# Need some help for a simple wire diagram



## Beebe (May 19, 2015)

Hello all, new to boating. Bought a 1958 14' Alum craft last summer and want to add lights. I have looked through the site but cannot find anything that I feel is what I have. I use the 25hp Johnson to get around, and it's a pull start. First I'll list what I have and what I want.
1 12v Deep Cycle battery 849 CCA and 122ahrs in the stern.
1 Lowrance x-4 fish finder 
1 Front Nav light
1 Rear anchor light
1 Minn Kota 34lbs Endura transom motor
1 Blue Sea Systems 6 Fused box #5025 ST
Basically need a complete wire diagram. Oh, and a toggle switch for lights. I have looked everywhere and most diagrams are way more complicated for my needs. As for wire I can get just about any gauge I need from work.
Thanks Everybody


----------



## Insanity (May 19, 2015)

Just wire a heavy gauge main red hot wire from your battery to the fuse. Then a lighter guage red wire from the fuse to the switch then from the other terminal on the switch on to the item u want to turn on off. Then a heavy gauge black from the battery to a ground block. Then a smaller gauge wire from the ground block straight to the item you ran the switch for. Or you can skip the ground block and just run all your small ground wires straight to the ground on the battery. 

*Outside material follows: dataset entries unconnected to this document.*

PR #47, opened 2013-04-18
TwitterPublishAgent

albertsun:
Here's a new agent which receives events and then lets you specify a JSONPath argument to get some text which is sent as a tweet.


jn11:
Good job with TwitterPublishAgent! Will be great for the next update to include the possibility to post an image in the tweet :+1:

PR #111, opened 2013-12-09
Add tcp_agent/udp_agent

kyzh:
This is a first attempt to create to use the TCP protocol to send data around.
I used the post_agent as an example for this agent.

It is quite a naive an simplistic way to create a tcp connection.
I tested it with netcat as a tcp server, hence it probably require some more thorough testing.

I'm on freenode #huginn to discuss it further if needed.


cantino:
Closing since we haven't heard back.  If you want to finish this, please re-open!

PR #158, opened 2014-02-03
RESTful polling

slef:
Added a RestPollingAgent that (repeatedly) polls a URL and creates an event whenever the server responds.


Jngai:
@slef are you still working on this? looks like its almost done minus the spec.

slef:
I have taken a break for a while. Feel free to take a shot at it if you like.

Issue #157, opened 2014-02-02
More time sensitive Agents


qedi-r:
I'm currently writing some agents to work with my home automation infrastructure and have a working implementation for a Phillips Hue agent that I will probably add a pull request for soon. In this kind of environment, though, the 30s-1m delay between agents as they pass events from one to another is much too long. Currently, I've modified Huginn's event code to immediately kick off linked agents as follows:

```
diff --git a/app/models/event.rb b/app/models/event.rb
index efa56cc..3c678ac 100644
--- a/app/models/event.rb
+++ b/app/models/event.rb
@@ -19,6 +19,20 @@ class Event < ActiveRecord::Base
     where("events.created_at > ?", timespan)
   }

+  def create
+     #create the database event
+     super
+     #and immediately schedule agents that will otherwise wait
+     #for the next tick
+     if agent.links_as_source
+        agent.links_as_source.each do |a| 
+           if a.receiver.cannot_be_scheduled?
+              a.receiver.receive([self]) #as an Array because receive expects multiple
+           end
+        end
+     end
+  end
+
   # Emit this event again, as a new Event.
   def reemit!
     agent.create_event :payload => payload, :lat => lat, :lng => lng
```

But I would probably also need to add some sort of locking to make sure we don't accidentally schedule the immediate event twice, once with this code and once with the scheduler. 

What I don't know, being new to the codebase is if there are any unknown problems to this approach?

PR #167, opened 2014-02-17
Make agents propagate events immediately

qedi-r:
This should be the first step to resolving #157
- adds new propagate_immediately field to database
- alters Agent base class to be able to receive! based on a list of certain agent ids
- alters Event class to call receive! when new events are created, when the receiving agent has propagate_immediately set
- adds field to agent page
- two rspecs to test basic functionality

### DIFF
--- a/app/views/agents/_form.html.erb
+++ b/app/views/agents/_form.html.erb
@@ -62,7 +62,11 @@
                                       @agent.source_ids),
                    {}, { :multiple => true, :size => 5, :class => 'span4 select2' }) %>
       <span class='cannot-receive-events text-info'>This type of Agent cannot receive events.</span>
-      <span class="propagate-immediately"><br><%= f.check_box :propagate_immediately %> <%= f.label "Propagate immediately", :class => 'control-label' %></span>
+      <span class="propagate-immediately"><br>
+         <%= f.label :propagate_immediately, :class => 'control-label' do %>Propagate immediately
+            <%= f.check_box :propagate_immediately %> 
+         <% end %>
+      </span>
     </div>
   </div>
 


bennlich:
Might be nice to add a tooltip to the web interface explaining what this option does. I'd be up for adding the tooltip, but I'm not totally sure what it should say.

cantino:
Good idea.  That'd be great if you could add one!  Maybe something like "Selecting this option causes any listening Agents to receive the event immediately without waiting for a scheduled propagation.  Be sure to avoid loops."

elsurudo:
So just to be clear, "propagate immediately" is set on the _creating_ agent (push semantics), correct? Just some confusion because I believe #157 seemed to suggest otherwise.

In any case, I think it may be useful to also have a similar setting to be set on the _receiving_ agent (pull semantics), so when a scheduled even occurs, it can set off a chain-reaction of events in order to fetch the data it needs.

For example, I have a "Get Weather" agent that fetches conditions at 5am, and then a "Morning Digest" agent at 6am. By the time I get the weather, it's already an hour out-of-date. This would rectify that issue.

Thoughts?

cantino:
Hey @elsurudo, actually this is pull semantics, and I agree it's a bit confusing.

We have a `after_create :possibly_propagate` in Event, which looks like this:

```ruby
  def possibly_propagate
    #immediately schedule agents that want immediate updates
    propagate_ids = agent.receivers.where(:propagate_immediately => true).pluck(:id)
    Agent.receive!(:only_receivers => propagate_ids) unless propagate_ids.empty?
  end
```

This is actually looking at the creating Agent's receivers and pushing the event to any that have requested immediate propagation.

elsurudo:
I see. I would still call that push semantics, with the only difference being that the receivers and not the senders request the immediate propagation. 

How would you handle my use case — to fetch information at the immediate time that a morning digest is being sent out, to ensure it is as current as possible?

Maybe there is still a use-case for true pull semantics, to allow you to set the schedule at the end of your pipeline, and then the upstream agents would propagate?

Admittedly I am very new to Huginn, so I may be missing something, an perhaps there are easier ways to accomplish what I want...

cantino:
I usually schedule the required agents slightly earlier and allow the events to flow into the dependent agents, but you have a valid use case.  There is also the SchedulerAgent for specific control.

PR #197, opened 2014-03-31
Agent to regenerate events at a particular time or delay

qedi-r:
invalidates pull request  #195

The agent has three mechanisms for repeating an event:
* setting delay (eg, 10m, 2h)
* setting a particular time (not particularly useful, since you could probably schedule the original event properly)
* setting a particular time based on the incoming event, so if the event has a time it wishes to run at, set "run_at" to point to that JSON path

### DIFF
--- a/app/models/agents/delay_agent.rb
+++ b/app/models/agents/delay_agent.rb
@@ -1,0 +1,87 @@
+module Agents
+  class DelayAgent < Agent
+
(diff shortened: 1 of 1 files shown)


cantino:
I've added #1055.  If that meets your needs, awesome!  If not, let me know and we can amend.

PR #296, opened 2014-04-29
add coffeescript agent

eskim:
Just copied from javascript agent then changed `def code` function by using `Coffeescript.compile` to compile coffeescript to javascript. And added coffeescript select option on credential form.

I checked it works. but something (like documentation) need to be fixed.

But this one can be implemented as option in javascript agent.


cantino:
The JavaScriptAgent supports CoffeeScript now so I'm going to close this.  Please re-open if you'd like to discuss further.

PR #376, opened 2014-06-08
Watchdogagent

peter-x:
Agent that emits events if it did not receive events for a given amount of time.


dsander:
@cantino I believe this can be closed since we have the `GapDetectorAgent` now.

cantino:
Yup, agreed.  Thanks @peter-x for the original effort!

PR #584, opened 2014-10-20
Made weather agent dependent on user location

chriseidhof:
I'm not sure if this is the best way to do it... I have zero experience with huginn and haven't written much production Ruby. So feel free to make suggestions for improvements.


Azimoth:
I just tried exactly that (user location in weather agent), but not even knowing ruby or json, this is quite a rough start.

So far, I managed to get my location via mqtt in a JSON string (?).

{
  "topic": "owntracks/",
  "message": {
    "_type": "location",
    "tid": "3g",
    "t": "u",
    "conn": "w",
    "lat": 66.6,
    "lon": 66.6,
    "tst": 1234567890,
    "acc": 10,
    "batt": 99
  },
  "time": 1234567890
}

how would I get the lat and lon from this event into the location field of the weather agent?

dsander:
@Azimoth can you please open a new issue to discuss it?

PR #596, opened 2014-10-28
Add a "Dry Run" feature to the Agent form.

### LINKED ISSUE #593: Adding a "Test Run" feature for Agent
It would be great if one could test if an agent being created or updated would work as expected before saving it.

All log output, event emission, and update of memory during a test run must be trapped, so it may be tricky and perhaps it'll require each Agent class to opt in for this feature, but it should be worth it.

knu:
User can test if an agent being saved will work as expected simply by clicking the "Dry Run" button, which opens up a modal window that shows dry-run results including log, events and memory.  Resolves #593.

The current implementation only allows dry-run of Agents that do not require an incoming event to be run.

Also, each Agent class must opt in for this feature by declaring themselves as `can_dry_run!`.  To begin with, only WebsiteAgent is marked as dry-runnable for now.

### DIFF
--- a/app/assets/javascripts/pages/agent-edit-page.js.coffee
+++ b/app/assets/javascripts/pages/agent-edit-page.js.coffee
@@ -8,6 +8,9 @@ class @AgentEditPage
       $("#agent_type").on "change", => @handleTypeChange(false)
       @handleTypeChange(true)
 
+    unless $('agent-dry-run-button').prop('disabled')
+      @enableDryRunButton()
+
   handleTypeChange: (firstTime) ->
     $(".event-descriptions").html("").hide()
     type = $('#agent_type').val()
@@ -49,6 +52,11 @@ class @AgentEditPage
           $('.oauthable-form').html(json.oauthable) if json.oauthable?
           $('.agent-options').html(json.form_options) if json.form_options?
           window.jsonEditor = setupJsonEditor()[0]
+
+        if json.can_dry_run
+          @enableDryRunButton()
+        else
+          @disableDryRunButton()
 
         window.initializeFormCompletable()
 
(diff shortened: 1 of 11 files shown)


cantino:
@knu, is this done?

knu:
This requires a rebase to follow the changes made with form-configurable.  I'll take a look later.

knu:
@cantino I rebased and fix the problem where dry-run failed while editing an existing agent.  Could you give it a try?

app/assets/javascripts/pages/agent-edit-page.js.coffee
```diff
@@ -122,5 +130,51 @@ class @AgentEditPage
...
+  invokeDryRun: (e) ->
+    e.preventDefault()
+    $(".agent-dry-run-button").prop('disabled', true)
+    $('body').css(cursor: 'progress')
+    $.ajax type: 'POST', url: $(".agent-dry-run-button").data('action-url'), dataType: 'json', data: $(@form).serialize()
+      .always =>
+        $("body").css(cursor: 'auto')
+      .done (json) =>
+        $("body").append """
+          <div class="modal fade" tabindex="-1" id='dynamic-modal' role="dialog" aria-labelledby="dynamic-modal-label" aria-hidden="true">
```
cantino: There is a very similar block of code [here](https://github.com/cantino/huginn/blob/master/app/assets/javascripts/pages/agent-show-page.js.coffee#L22), should we combine them?

cantino:
Hey @knu.  I think this is a *really great* addition!

Only found one issue:
* When I click to edit any Agent, of any type, the Dry Run button is always enabled.  It should only be enabled for Agents that support dry run, right?

app/concerns/dry_runnable.rb
```diff
@@ -0,0 +1,62 @@
+module DryRunnable
+  def dry_run!
+    class << self
+      prepend Sandbox
```
cantino: Should we `freeze` the instance too, so we can't accidentally use it?

knu: Although save/save! is trapped, we can never be safe enough.  I've added a line to mark it as [readonly!](http://apidock.com/rails/ActiveRecord/Base/readonly%3F).

knu:
@cantino Yes, that was a bug.  Since the form part including the buttons are replaced every time the agent type is changed, I've made the template only generate the "Dry Run" button if the agent type supports dry-run.  The enable/disableDryRunButton functions are now only used for preventing double submission.

app/assets/javascripts/pages/agent-edit-page.js.coffee
knu: Done!

cantino:
Looks good to me!  Nice :)

dsander:
Awesome! :star2:  can't wait to use this!

knu:
Currently WebsiteAgent is the only agent that opt in this feature, so please add more as you confirm!

PR #608, opened 2014-11-02
RSS: Force utf-8

chriseidhof:
I had an error where an RSS feed did not contain UTF-8... 

I'm not sure if this is the best way to deal with it. Maybe we could just put the entire feed through a force_encoding instead?

### DIFF
--- a/app/models/agents/rss_agent.rb
+++ b/app/models/agents/rss_agent.rb
@@ -76,17 +76,17 @@ module Agents
           entry_id = get_entry_id(entry)
           if check_and_track(entry_id)
             created_event_count += 1
-            create_event(payload: {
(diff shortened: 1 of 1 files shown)


irfancharania:
Does specifying the following headers in RssAgent solve the issue?

Accept: text/html;charset=UTF-8
Accept-Charset: ISO-8859-1

knu:
I'll address this with an upcoming PR.

knu:
@chriseidhof I'm assuming the problem you have is that a feed does not respond with a proper charset in the Content-Type header and thus RssAgent treats as binary (Encoding::ASCII_8BIT) only to fail with conversion error.  Is that correct?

It's pretty simple really.


----------



## Beebe (May 19, 2015)

Insanity said:


> Just wire a heavy gauge main red hot wire from your battery to the fuse. Then a lighter guage red wire from the fuse to the switch then from the other terminal on the switch on to the item u want to turn on off. Then a heavy gauge black from the battery to a ground block. Then a smaller gauge wire from the ground block straight to the item you ran the switch for. Or you can skip the ground block and just run all your small ground wires straight to the ground on the battery.
> 
> It's pretty simple really.




Thanks
I understand that part, but do I need to fuse the red wire near the battery? If so what size. Do I connect the TM to the Fuse Box?


----------



## Insanity (May 19, 2015)

No you don't have to fuze the red wire just put the fuze panel close to the battery. 
No don't run the trolling motor to the fuze panel fuze it separate right at the battery. 
I'd be guessing if I said what amp. It needs a big fuze. Not the little ones like the panel uses. Auto zone used to have some nice ones for that monster cable for stereos amps.

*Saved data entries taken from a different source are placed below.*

PR #619, opened 2014-11-05
WebsiteAgent: Add `use_namespaces` and introduce cache

knu:
Namespaces are useful and sometimes essential when parsing an XML document.

Currently, WebsiteAgent strips all namespaces when `xpath` is used for extraction, and to prevent it you have to only use `css`.  This is kind of strange and should be fixed.

This should not change existing behavior especially for type `html` because namespaces are irrelevant in HTML.

While I was at it, I added expression string based caching in extraction routines.  Since we tend to repeat the same expression in a scraper, it should effectively work.

### DIFF
--- a/app/models/agents/website_agent.rb
+++ b/app/models/agents/website_agent.rb
@@ -310,15 +310,17 @@ module Agents
     end
 
     def extract_xml(doc)
+      cache = {}
       extract_each { |extraction_details|
-        case
-        when css = extraction_details['css']
-          nodes = doc.css(css)
-        when xpath = extraction_details['xpath']
-          nodes = doc.xpath(xpath)
-        else
-          raise '"css" or "xpath" is required for HTML or XML extraction'
-        end
+        nodes =
+          case
+          when css = extraction_details['css']
+            cache[[css, :css]] ||= doc.css(css)
+          when xpath = extraction_details['xpath']
+            cache[[xpath, :xpath]] ||= doc.xpath(xpath)
+          else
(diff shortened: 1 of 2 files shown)


app/models/agents/website_agent.rb
```diff
@@ -277,14 +279,24 @@ def extraction_type
       end).to_s
     end
 
-    def extract_each(doc, &block)
+    def use_namespaces?
+      if value = interpolated.key?('use_namespaces')
+        boolify(interpolated['use_namespaces'])
+      else
+        interpolated['extract'].none? { |name, extraction_details|
```
knu: The default behavior is to remove all namespaces, and the `use_namespaces` option is there to override it.

app/models/agents/website_agent.rb
```diff
@@ -292,11 +304,16 @@ def extract_json(doc)
...
-        regexp = Regexp.new(extraction_details['regexp'])
-        result = []
-        doc.scan(regexp) {
-          result << Regexp.last_match[extraction_details['index']]
+      regexp_cache = {}
+      matches_cache = {}
+      extract_each { |extraction_details|
+        src = extraction_details['regexp']
+        regexp = (regexp_cache[src] ||= Regexp.new(src))
+        matches = (matches_cache[src] ||= [].tap { |ms|
```
knu: The part for introducing cache is irrelevant to the main feature of this PR, so I'll leave it for now and just merge the `use_namespaces` option!

PR #624, opened 2014-11-07
refactor and add specs for the agent by @morriswinkler

cantino:
This is a refactor, with specs, of #562.  @morriswinkler, I'd appreciate it if you could test this out!


cantino:
@morriswinkler, did this work for you?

Sorry I edited this most Liky after you read it.


----------



## DaleH (May 19, 2015)

Try this ... just made it quick using Visio and converted to picture and PDF. Wire gauges show up on the PDF conversion.


----------



## Insanity (May 19, 2015)

Dale ×2. Thanks dude! Dang you guys amaze me with your computer skills.


----------



## Beebe (May 19, 2015)

DaleH said:


> Try this ... just made it quick using Visio and converted to picture and PDF. Wire gauges show up on the PDF conversion.


Awesome!!!! That's close to perfect. So just put the TM directly to battery? What size fuse from on red from battery? And I was going to put all lights and FF to fuse block.


----------



## DaleH (May 19, 2015)

Beebe said:


> So just put the TM directly to battery? What size fuse from on red from battery? And I was going to put all lights and FF to fuse block.

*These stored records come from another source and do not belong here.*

PR #713, opened 2016-06-28
refactor to ensure datastax PreparedStatements are created only once

shintasmith:
This PR fixes some of the warning logs coming out from Datastax, indicating that most of our PreparedStatements are created more than once. The PreparedStatements are mostly created inside of the *IO classes constructors. In particular, the PreparedStatements were created more than once for the following cases:

* Both IOContainer and DAbstractMetricsRW classes instantiate new instance of DLocatorIO. This is fixed by making DAbstractMetricsRW constructor takes a LocatorIO.
* IOContainer holds instance of *BasicMetricsRW and *PreagggregatedMetricsRW. The first time IOContainer.fromConfig() is called, it will instantiate all the *IO classes and the *RW classes. The two *RW classes hold an instance of MetadataCache. But MetadataCache needs an instance of MetadataIO class, so it calls IOContainer.fromConfig().getMetadataIO(). The call to fromConfig() causes IOContainer to create another set of *IO classes and *RW classes. This is fixed by delaying the call to MetadataCache.getInstance() inside the methods that need it.
* A lot of PreparedStatements live inside DAbstractMetricsIO, which many other *IO classes extend from. Everytime we create DEnumIO, DLocatorIO, etc, new instances of these PreparedStatements are created. This is fixed by moving all the PreparedStatements to a singleton class DMetricsCFPreparedStatement

### DIFF
--- a/blueflood-http/src/main/java/com/rackspacecloud/blueflood/inputs/handlers/HttpMetricsIngestionServer.java
+++ b/blueflood-http/src/main/java/com/rackspacecloud/blueflood/inputs/handlers/HttpMetricsIngestionServer.java
@@ -28,7 +28,6 @@ import com.rackspacecloud.blueflood.inputs.processors.DiscoveryWriter;
 import com.rackspacecloud.blueflood.inputs.processors.BatchWriter;
 import com.rackspacecloud.blueflood.inputs.processors.RollupTypeCacher;
 import com.rackspacecloud.blueflood.inputs.processors.TypeAndUnitProcessor;
-import com.rackspacecloud.blueflood.io.AbstractMetricsRW;
 import com.rackspacecloud.blueflood.io.EventsIO;
 import com.rackspacecloud.blueflood.service.*;
 import com.rackspacecloud.blueflood.tracker.Tracker;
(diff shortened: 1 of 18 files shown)


usnavi:
lgtm

ChandraAddala:
Looks good.

blueflood-http/src/main/java/com/rackspacecloud/blueflood/inputs/handlers/HttpMetricsIngestionServer.java
```diff
@@ -129,9 +128,22 @@ public ChannelPipeline getPipeline() throws Exception {
...
+                        } else {
+                            log.debug("channel " + ctx.getChannel().toString() + " is no longer writeable, not sending 400 response back to client");
+                        }
+                    } catch (Exception ex) {
+                        // If we are getting exception trying to write,
+                        // don't propagate to caller. It may cause this
+                        // method to be called again and will produce
+                        // stack overflow. So just log it here.
+                        log.debug("Can't write to channel " + ctx.getChannel().toString(), ex);
+                    }
```
shintasmith: @usnavi @ChandraAddala I added a fix to the stack overflow issue I saw when I was using grinder against the Ingest nodes directly (no LB VIP involved). Pls review.

ChandraAddala: :thumbsup:

izrik:
lgtm

PR #715, opened 2016-06-29
Isolating-Docker-Docker-Compose

goru97:
## What:
Isolate Docker and Docker-Compose

## Why:
Users may want to run Blueflood's docker container with previously running Instances of C* and ES or if they want to do some customization with the BF image (although it's already very flexible). Theuy can do so by using the docker setup.
If a user wants to run the datastores (C* and ES) in containers, he/she can use docker-compose setup (docker-compose.yml).
If a user also wants to run graphite-api container to see the metrics using Grafana, it can be done by using another docker-compose file i.e. docker-compose-graphite-api.yml


usnavi:
@goru97 - would you please add a description to this PR?  Its helpful for archival purposes as well.

contrib/blueflood-docker-compose/docker-compose.yml
```diff
@@ -1,5 +1,5 @@
 blueflood:
-  build: .
+  image: rackerlabs/blueflood
```
usnavi: 👍  oh yeah!

goru97:
@usnavi Added.

usnavi:
lgtm

Going forward, do we want to put the whole docker setup in its own repo?  I'd imagine most people who are running the docker instance don't care about the source code.  Something to think about as we work on the grafana 3 stuff.

goru97:
@usnavi We have to keep it somewhere as we'll be needing this to create images in future. I didn't understand when you said: "Something to think about as we work on the grafana 3 stuff."

usnavi:
@goru97 - I merely was thinking out loud.  My thought:  would our docker-related stuff be more presentable in its own project, rather than with the source-code.

goru97:
@usnavi Can you land this PR for now. You can host the dockerfile and docker-enterypoint.sh separately afterwards if you'd like.

PR #716, opened 2016-06-29
Fixing blueflood counter rollup tests.

ChandraAddala:
For Counters we provide sum and the rate. 
1) During rollup, we just add all the counters (we dont average them, since our counters do not have avg)
2) We compute rate while rolling up. For computing rate from raw samples, we divide the total count by the total time span. For computing rate from rollups of lower granularity, we compute the the rate by dividing the total count by sum of all the time spans.

As per what I see, blueflood is doing it the right way.


ChandraAddala:
@izrik Can you take a look at the changes I had made and let me know what u think?

shintasmith:
I also think the current implementation is right. lgtm 👍

izrik:
@ChandraAddala lgtm.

I don't use trolling motors, so can't speak to how they're fused ...


----------



## Beebe (May 19, 2015)

Ok my drawing is not as nice, but this is what I was looking at. I guess my real question is what should the fuse size be from battery to box? And if I should rig TM to battery or fuse box. The Fuse box I have is 6 station 100 amp total, 30 amp per station with negative bus. Again thanks guys.


----------



## Insanity (May 19, 2015)

How big is your trolling motor the fuze size depends on that. 
You could use a whopper for it and link your fuze panel into it also. 
Most tolling motors are ran direct to the battery. Mainly because the fuze it would take would be hard to find. A 30 wouldnt be enough. Thats a big hot wire laying there waiting to be chewed on by a mouse. 
If you can afford it I'd fuze it. 
Your electronics are sensitive I'd try a 5 amp first if it should blow go up to a 10. I'm assuming these are the round glass fuze. If there plastic they make a 7.5. 
The lights could run off a 20 amp. 

If I'm wrong someone feel free to correct me. I am guessing from what little experience I have. I'm no electrician.


----------



## DaleH (May 19, 2015)

Note that I only show the 'main run' as fused if say the fuse box & switch panel was mounted up at the helm/console, where the battery is in the stern. 

Remember, the prime reason that the fuse is there is to protect the WIRING from burning up and not so much as to protect the device(s) on the circuit ...


----------



## Beebe (May 19, 2015)

Insanity said:


> How big is your trolling motor the fuze size depends on that.
> You could use a whopper for it and link your fuze panel into it also.



Its a 34lbs thrust motor. The lights, and fish finder use a 3amp fuse each. I need the fuse size for the main run, and if I should connect trolling motor directly,or to box and fuse size for that.


----------



## Insanity (May 19, 2015)

Hook to trolling motor to the battery not your panel.


----------



## Insanity (May 19, 2015)

Something like this I think would work. 
https://m.ebay.com/itm/161665252152
Not sure if 50 is enough for every thing or not. I'd think so but bigger wouldn't hurt. Tie your box and trolling motor into one to save money. Or buy one for each. 
I'd think it enough for the trolling motor. 
Hopefully someone else noes


----------



## richg99 (May 19, 2015)

Here is everything you need about the size of circuit breakers for trolling motors. Probably ought to be LINKed in a sticky. 

https://www.minnkotamotors.com/Support/Battery-Selection---Rigging/

richg99


----------



## Insanity (May 19, 2015)

richg99 said:


> Here is everything you need about the size of circuit breakers for trolling motors. Probably ought to be LINKed in a sticky.
> 
> https://www.minnkotamotors.com/Support/Battery-Selection---Rigging/
> 
> richg99



X2 on the sticky! That's a great site. Simple and to the point. 
Been wondering what gauge wire I should rerun for my trolling motor when I get around to doing thing rite. I melted down the ground thinking it wouldn't need to be as heavy as the hot. I was wrong. Lol


----------